Sto pensando al perché questi 300 morti somali ed eritrei non fanno lo stesso effetto di 300 morti italiani o francesi o tedeschi (non lo fanno credetemi: ora fate l’esercizio di contare per quanto tempo questa notizia resterà in prima pagina, se reggerà fino a domani sera).
Sapete perché? Perché non ci sono parenti da invitare in tv, interviste da fare al parroco del Paese, alla maestra di scuola, al vicino di casa, alla moglie vedova, al padre distrutto. Non fanno spettacolo se non fosse per essere allineati per mezza giornata sulla banchina di un piccolo porto del mediterraneo che dovrebbe essere porto d’Europa e invece è il porto di una piccola comunità di mare solo per caso italiana. Solo mezzagiornata, prima della putrefazione.

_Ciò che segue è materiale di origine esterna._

PR #935, opened 2024-08-07
[YUNIKORN-2678] Improve FAIR queue sort algorithm

psantacl:
### What is this PR for?

Changes to the Fair scheduling algorithm to always produce ratio's only when sorting queues for 'fair' usage.

Jira: https://issues.apache.org/jira/browse/YUNIKORN-2678

### What type of PR is it?
* [X] - Bug Fix
* [ ] - Improvement
* [ ] - Feature
* [ ] - Documentation
* [ ] - Hot Fix
* [ ] - Refactoring

### What is the Jira issue?
https://issues.apache.org/jira/browse/YUNIKORN-2678

Please see Jira.


pkg/common/resources/resources.go
```diff
@@ -455,6 +455,74 @@ func (r *Resource) fitIn(smaller *Resource, skipUndef bool) bool {
...
+func getShareFairForDenominator(resourceType string, allocated Quantity, denominatorResources *Resource) (float64, bool) {
+	if denominatorResources == nil {
+		return 0.0, false
+	}
+
+	denominator, ok := denominatorResources.Resources[resourceType]
+
+	switch {
+	case ok && denominator <= 0:
+		if denominator < 0 {
```
craigcondit, line 469: Can we remove the logging? This is hot-path code, even evaluating whether log level is active is pretty expensive. Also, if you have n queues to compare you're going to emit ~ n log(n) debug calls per sort() invocation. Take that times every scheduling cycle, and you're going to emit millions of log entries very quickly if someone is unfortunate enough to turn this on.

pkg/common/resources/resources.go
```diff
@@ -455,6 +455,74 @@ func (r *Resource) fitIn(smaller *Resource, skipUndef bool) bool {
...
+			log.Log(log.Resources).Debug("denominator is negative. will not compute share",
+				zap.String("resource key", resourceType),
+				zap.Int64("resource quantity", int64(denominator)))
+		}
+
+		if allocated <= 0 {
+			//explicit 0 or negative value with NO usage
+			return float64(0.0), true
```
craigcondit, line 477: I don't believe the cast is necessary here.

pkg/common/resources/resources.go
```diff
@@ -455,6 +455,74 @@ func (r *Resource) fitIn(smaller *Resource, skipUndef bool) bool {
...
+
+		} else {
+			//explicit 0 or negative value with usage
+			return float64(1.0), true
```
craigcondit, line 481: Also cast not required.

pkg/common/resources/resources.go
```diff
@@ -455,6 +455,74 @@ func (r *Resource) fitIn(smaller *Resource, skipUndef bool) bool {
...
+		//no denominator. ie. no guarantee or fairmax for resourceType
+		return 0.0, false
+	}
+}
+
+// For a given queue, produce a ratio which represents it's current 'fair' share usage.
+// Iterate over all of the allocated resource types.  For each, compute the ratio, ultimately returning the max ratio encountered.
+// The numerator will be the allocated usage.
+// If guarantees are present, they will be used for the denominator, otherwise we will fallback to the 'maxfair' capacity of the cluster.
+func getFairShare(allocated, guaranteed, fair *Resource) float64 {
```
craigcondit, line 497: Nit: Can we rename 'fair' to 'max' to align with how this is used elsewhere in the code?

pkg/common/resources/resources.go
```diff
@@ -455,6 +455,74 @@ func (r *Resource) fitIn(smaller *Resource, skipUndef bool) bool {
...
+	if allocated == nil || len(allocated.Resources) == 0 {
+		return float64(0)
```
craigcondit, line 499: Unnecessary cast.

pkg/common/resources/resources.go
```diff
@@ -455,6 +455,74 @@ func (r *Resource) fitIn(smaller *Resource, skipUndef bool) bool {
...
+
+		nextShare, found := getShareFairForDenominator(k, v, guaranteed)
+		if !found {
+			nextShare, found = getShareFairForDenominator(k, v, fair)
+		}
+		if found {
+			if nextShare > maxShare {
+				maxShare = nextShare
+			}
+		}
```
craigcondit, line 519: This whole expression can be simplified:

```
if !found {
	nextShare, found = getShareFairForDenominator(k, v, fair)
} else if nextShare > maxShare {
	maxShare = nextShare
}
```

pkg/scheduler/objects/queue.go
```diff
@@ -1220,6 +1220,63 @@ func (sq *Queue) GetMaxResource() *resources.Resource {
...
+	}
+
+	out := resources.NewResource()
+	for k, v := range parent.Resources {
+		out.Resources[k] = v
+	}
+
+	//child wins every resources collision
+	for k, v := range us.Resources {
+		log.Log(log.SchedQueue).Info("child overwriting parent",
```
craigcondit, line 1271: Again, skip the logging here. It will overwhelm the rest of the system.

pkg/scheduler/objects/queue.go
```diff
@@ -1220,6 +1220,63 @@ func (sq *Queue) GetMaxResource() *resources.Resource {
 	return sq.internalGetMax(limit)
 }
 
+// Starting with the root, descend down to the target queue allowing children to override Resource values .
+// If the root includes an explicit 0 value for a Resource, do not include it in the accumulator and treat it as missing.
+// If no children provide a maximum capacity override, the resulting value will be the value found on the Root.
```
craigcondit, line 1225: Add the function name as the first word in the description per godoc conventions. I.e. "GetFairMaxResource computes the fair maximum resources ...."

pkg/scheduler/objects/sorters.go
```diff
@@ -65,8 +65,10 @@ func sortQueuesByPriorityAndFairness(queues []*Queue) {
 		if lPriority < rPriority {
 			return false
 		}
-		comp := resources.CompUsageRatioSeparately(l.GetAllocatedResource(), l.GetGuaranteedResource(),
-			r.GetAllocatedResource(), r.GetGuaranteedResource())
+
```
craigcondit, line 68: I think this function needs some work as long as we're rewriting it. We are doing the expensive recursive computation of resources on every comparison. Since we already have a slice of queues, it would be better to precompute a slice of resources computed on each one, and then use that in the comparison function so that we only create the resource maps once per sort run instead of once per comparison.

craigcondit (changes requested):
Some initial revisions to work on.

pkg/common/resources/resources.go
craigcondit: Withdrawing this one after community discussion.

pkg/scheduler/objects/sorters.go
craigcondit: Wilfred also pointed out in the community meeting that we may also be able to optimize the parent hierarchy separately as all the compared queues will have the same parent. If we do that, we do need to be sure that the parent is not the root.

pkg/scheduler/objects/queue.go
```diff
@@ -1220,6 +1220,63 @@ func (sq *Queue) GetMaxResource() *resources.Resource {
...
+		return us.Clone()
+	}
+	if us == nil {
+		return parent.Clone()
+	}
+
+	out := resources.NewResource()
+	for k, v := range parent.Resources {
+		out.Resources[k] = v
+	}
```
pbacsko, line 1267: Isn't this just simple cloning here?

pkg/scheduler/objects/queue.go
```diff
@@ -1220,6 +1220,63 @@ func (sq *Queue) GetMaxResource() *resources.Resource {
...
+
+	//child wins every resources collision
+	for k, v := range us.Resources {
+		log.Log(log.SchedQueue).Info("child overwriting parent",
+			zap.Any("k", k),
+			zap.Any("v", v))
+
+		out.Resources[k] = v
+	}
```
pbacsko, line 1276: I think this entire chain can written in a more Go-like fashion:

```
var out *resources.Resources
switch {
  case parent == nil && us == nil:
    // nop
  case parent == nil:
    out = us.Clone()
  case us == nil:
    out = parent.Clone()
  default:
    out = parent.Clone()  // see my question above
    for k, v := range us.Resources {
	  out.Resources[k] = v  // overwrite parent values with child values
    }
}

return out
```

pkg/scheduler/objects/queue.go
```diff
@@ -1220,6 +1220,63 @@ func (sq *Queue) GetMaxResource() *resources.Resource {
...
 }
 
+// Starting with the root, descend down to the target queue allowing children to override Resource values .
+// If the root includes an explicit 0 value for a Resource, do not include it in the accumulator and treat it as missing.
+// If no children provide a maximum capacity override, the resulting value will be the value found on the Root.
+// It is useful for fair-scheduling to allow a ratio to be produced representing the rough utilization % of a given queue.
+func (sq *Queue) GetFairMaxResource() *resources.Resource {
+	var limit *resources.Resource
+	if sq.parent == nil {
+		cleanedRootResources := resources.NewResource()
```
pbacsko, line 1230: Nit: no need to use long variable names in tiny scopes. Just call it "ret" or "out" or even "cleaned".

pkg/common/resources/resources.go
pbacsko: +1, we need no logging here, even if it's disabled

pkg/scheduler/objects/queue.go
```diff
@@ -1220,6 +1220,63 @@ func (sq *Queue) GetMaxResource() *resources.Resource {
...
+		if sq.maxResource == nil {
+			return cleanedRootResources
```
pbacsko, line 1232: Please check this: if you always return an empty resource, then the `if parent == nil` will never be false in `internalGetFairMaxResource()` because it will propagate towards the lower part of the hierarchy. You can verify this with the code coverage as well - certain branches are never taken.

pkg/common/resources/resources.go
psantacl: done

pkg/common/resources/resources.go
psantacl: done

pkg/common/resources/resources.go
psantacl: done

pkg/common/resources/resources.go
psantacl: done

pkg/common/resources/resources.go
psantacl: This, I believe, is necessary.  First we check to see if we can compute a share with a guarantee.  Failing that we attempt to compute a share with FairMax resources as the denominator.  If at least one of these succeed(found == true), then we check the computed share to see if it is the new maximum.

pkg/scheduler/objects/queue.go
psantacl: done

pkg/common/resources/resources.go
craigcondit: Makes sense. I missed the reassignment to `found`.

pkg/scheduler/objects/queue.go
craigcondit: Yeah, that should probably be `out := parent.Clone()`

craigcondit:
@psantacl please run `make lint` before pushing PRs. If the linter doesn't pass, the PR is rejected before the remainder of the checks run.

pkg/scheduler/objects/queue.go
psantacl: done

pkg/scheduler/objects/queue.go
psantacl: done

pkg/scheduler/objects/queue.go
psantacl: done

pkg/scheduler/objects/queue.go
psantacl: I think your logic is sound and code coverage supports it.  i will make the change.

psantacl: done

pkg/scheduler/objects/queue.go
```diff
@@ -1220,6 +1220,50 @@ func (sq *Queue) GetMaxResource() *resources.Resource {
...
+		cleaned := resources.NewResource()
+		if sq.maxResource == nil {
+			return cleaned
+		}
+
+		for k, v := range sq.maxResource.Resources {
+			if v != 0 {
+				cleaned.Resources[k] = v
+			}
+		}
```
pbacsko, line 1240: If we wait a little bit for #943, then we'll be able to call `cleaned.Prune()`.

IMO this is the most readable approach:
```
if sq.maxResource == nil {
  return resources.NewResource()
}

return sq.maxResources.Clone().Prune()
```

Or perhaps we shouldn't even allow "0" resources in max in the first place and we just clone it...

pbacsko (commented):
I just have a final comment, I think it's worth waiting for #943.

pbacsko (changes requested):
@psantacl please resolve merge conflicts

pkg/scheduler/objects/queue.go
craigcondit: 0 resources need to be allowed as they may be explicitly set on queues. Only on the root queue do we ignore zero.

pkg/scheduler/objects/sorters.go
psantacl: Currently on vacation, but I will add this optimization when I return.

pkg/scheduler/objects/queue.go
pbacsko: Thx, good to know.

pkg/common/resources/resources.go
```diff
@@ -469,6 +469,64 @@ func (r *Resource) fitIn(smaller *Resource, skipUndef bool) bool {
...
+
+		nextShare, found := getShareFairForDenominator(k, v, guaranteed)
+		if !found {
+			nextShare, found = getShareFairForDenominator(k, v, fair)
+		}
+		if found {
+			if nextShare > maxShare {
+				maxShare = nextShare
+			}
```
pbacsko, line 524: Nit: this can be written as

```
if found && nextShare > maxShare {
  maxShare = nextShare
}
```

wilfred-s (changes requested):

pkg/scheduler/objects/queue.go
```diff
@@ -1220,6 +1220,50 @@ func (sq *Queue) GetMaxResource() *resources.Resource {
...
+}
+
+func (sq *Queue) internalGetFairMaxResource(parent *resources.Resource) *resources.Resource {
+	sq.RLock()
+	defer sq.RUnlock()
+
+	us := sq.maxResource
+	if us == nil {
+		return parent.Clone()
+	}
```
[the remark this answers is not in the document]
psantacl: done.

pkg/scheduler/objects/queue.go
```diff
@@ -1220,6 +1220,50 @@ func (sq *Queue) GetMaxResource() *resources.Resource {
...
+
+	out := parent.Clone()
+
+	// perform merge. child wins every resources collision
+	for k, v := range us.Resources {
+		out.Resources[k] = v
+	}
```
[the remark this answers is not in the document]
psantacl: gotcha.  changes made.

pkg/scheduler/objects/queue_test.go
```diff
@@ -869,6 +869,114 @@ func TestMaxHeadroomMax(t *testing.T) {
 	assert.Assert(t, resources.Equals(res, headRoom), "leaf2 queue head room not as expected %v, got: %v", res, headRoom)
 }
 
+func TestGetFairMaxResource(t *testing.T) {
+	tests := []struct {
```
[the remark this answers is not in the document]
psantacl: done

pkg/scheduler/objects/queue_test.go
```diff
@@ -869,6 +869,114 @@ func TestMaxHeadroomMax(t *testing.T) {
...
+		RootResource     map[string]string
+		ParentResource   map[string]string
+		Tier0Resource    map[string]string
+		Tier0Expectation map[string]string
+		Tier1Resource    map[string]string
+		Tier1Expectation map[string]string
+	}{
```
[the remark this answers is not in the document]
psantacl: tests have been added.

pkg/scheduler/objects/queue.go
```diff
@@ -1258,6 +1258,48 @@ func (sq *Queue) GetMaxResource() *resources.Resource {
...
+		cleaned := resources.NewResource()
+		if sq.maxResource == nil {
+			return cleaned
+		}
+
+		for k, v := range sq.maxResource.Resources {
+			if v != 0 {
+				cleaned.Resources[k] = v
+			}
+		}
```
craigcondit, line 1278: This block can be replaced by:

```
return sq.GetMaxResource().Clone()
```

As root queue resources are now always in a pruned state.

pkg/scheduler/objects/queue.go
```diff
@@ -1258,6 +1258,48 @@ func (sq *Queue) GetMaxResource() *resources.Resource {
...
+	limit = sq.parent.GetFairMaxResource()
+	return sq.internalGetFairMaxResource(limit)
+}
+
+func (sq *Queue) internalGetFairMaxResource(limit *resources.Resource) *resources.Resource {
+	sq.RLock()
+	defer sq.RUnlock()
+
+	if sq.maxResource.IsEmpty() || limit.IsEmpty() {
+		return limit
```
craigcondit, line 1292: This should be `return limit.Clone()`. `Resource` objects are not immutable, so it's better to clone since we're returning one.

pkg/scheduler/objects/queue.go
```diff
@@ -1258,6 +1258,48 @@ func (sq *Queue) GetMaxResource() *resources.Resource {
...
+	}
+
+	// perform merge. child wins every resources collision
+	for k, v := range sq.maxResource.Resources {
+		limit.Resources[k] = v
+	}
+
+	return limit
```
craigcondit, line 1300: Here, do your clone of `limit` and only update the clone, otherwise you're mutating an object which was passed into the function.

craigcondit (changes requested):
Some clone-safety and code tweaks. Also the big optimization work yet to-do.

pkg/scheduler/objects/queue.go
psantacl: done

pkg/scheduler/objects/queue.go
```diff
@@ -1220,6 +1220,50 @@ func (sq *Queue) GetMaxResource() *resources.Resource {
...
+			return cleaned
+		}
+
+		for k, v := range sq.maxResource.Resources {
+			if v != 0 {
+				cleaned.Resources[k] = v
+			}
+		}
+
+		return cleaned
```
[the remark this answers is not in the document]
psantacl: done

pkg/scheduler/objects/queue.go
psantacl: done

pkg/scheduler/objects/queue.go
psantacl: done

pkg/scheduler/objects/queue.go
psantacl: done

pkg/scheduler/objects/queue.go
craigcondit: Also, to address Wilfred's comment earlier about using limit directly rather than cloning -- yes, that's safe *today* but the fact we're passing in limit to this function means a future caller might be rather surprised to find that limit is both mutated and returned from the function. I'd rather sacrifice a tiny bit of performance than risk unexpected updates.

craigcondit (changes requested):
+1, other than the big refactor.

pbacsko (approved):
+1

craigcondit:
@wilfred-s thoughts on committing this version and working on the performance refactor in a followup?

pkg/scheduler/objects/sorters.go
psantacl: pushed.  This should compute GetFairMaxResource O(n) times instead of NLog(N).

craigcondit: This is better, but to Wilfred's point from the community meeting, check out the callers of `queue.sortQueues()` -- the are in queue.go under `GetQueueOutstandingRequests()`, `TryAllocate()`, `TryPlaceholderAllocate()` and `TryReservedAllocate()`. Each computes `queue.getHeadRoom()` at the start which is used for further processing. Since these methods are all recursive from the root queue down, you can compute the parent values at each step and then pass the results into the `sortQueues()` function. This avoids having to recompute all the parent queue values during sorting.

craigcondit: I'm okay with deferring that refactor until a follow-up PR. @wilfred-s what do you think?

wilfred-s: We can defer that to the next release. It is not just a question of performance but also a question about correctness. Since the queue values can change it might be the case that a parents' setting changes. If that happens between the child checks, specially when you have a larger number of children, you might not have the exact same inputs for each child computation.
The chance is low but we should try an prevent that.
The change would not be in the sorter but in the queue code when we build the `fairMaxResources` slice

wilfred-s (approved):
LGTM
Follow up for the performance and correctness change YUNIKORN-2840

craigcondit (approved):
+1 LGTM.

Non è una morte televisiva, non c’è alcun racconto da ricostruire in plastica in prima serata.
Per quei pochi che conoscono cosa passa un eritreo in Eritrea e cosa attraversa prima di arrivare al mare e cosa accade all’imbarco e cosa accade in mare e cosa accade in vista sulla costa, non c’è reality show che possa competere con un’avventura così, di cui noi vediamo solo l’ultimo istante. Io l’ho sentito l’odore di quel viaggio, è un odore che non ha niente a che vedere con la sporcizia, sa solo di piscio e terrore e adrenalina.
Vediamo solo l’ultimo istante: l’arrivo. Vivi o morti. Spesso morti. Spesso vivi e da rispedire a casa dopo tutto quel viaggio. E’ che non lo vediamo. E se non lo vediamo non esiste. E basta, 300 morti eritrei non valgono 300 morti televisivi.